We also need constraints based on our clients’ budget. Data work isn’t a one-time project, it’s ongoing. We constrain the amount by putting together a Fractional Data Team. This team (or person) works for a client on the same day(s) every week (Focus Time™️).
https://cooptimize.org/pricing/

Our approach gives us the freedom to actually be agile. We avoid wasting time on entering timesheets, reconciling budgets, writing detailed but vague contracts with “buckets of hours”, and needing project managers to coordinate our work. We have the freedom to do Quality work without worrying about whether it was pre-approved. We automate whatever we can because more automation means we can deliver more value without impacting our Revenue.

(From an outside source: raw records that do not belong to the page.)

PR #164, opened 2015-06-19
Don't set tag_date by default, to avoid the date ending up in the version number

ColdrickSotK:
I want to be able to build and install Babel with bit-for-bit reproducibility, as part of [the Baserock project's](http://wiki.baserock.org/projects/deterministic-builds/) work on the subject. Including the build date in the version number was preventing Babel from being bit-for-bit reproducible.

### DIFF
--- a/setup.cfg
+++ b/setup.cfg
@@ -1,6 +1,3 @@
-[egg_info]
-tag_date = true
-
 [aliases]
 release = egg_info -RDb ''
 


erickwilder:
@ColdrickSotK I was looking at the Baserock project to better understand what you're looking for. I'll make some tests without the date in the building process and see if we have no regressions.
Can you update your pull request to the latest `master` and/or `2.x-maintenance` branches? We still have some failing tests here.

sils1297:
Will be done by https://github.com/python-babel/babel/pull/259 , many thanks for submission though!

“This is So Brilliant; We Admit We Were Wrong; Change Incoming Immediately!”

😂 I doubt it. It took me far too long in life to realize that a logical approach <> change happening. I do hope it provides some context for what makes ERP Implementations challenging.

And now I can respond to the Great LinkedIn Waterfall-Agile Wars with something that will definitely end the fighting. Go in peace. With the WaterGileIteraTime (©) Methodology!

2 Replies to “Agile vs Waterfall for ERP Implementations • Everyone is Wrong”

  1. the “Over Budget Clusterfuck: Kickoff, Go-live.” sounds very familiar. I might or might not have been on one of those at some point.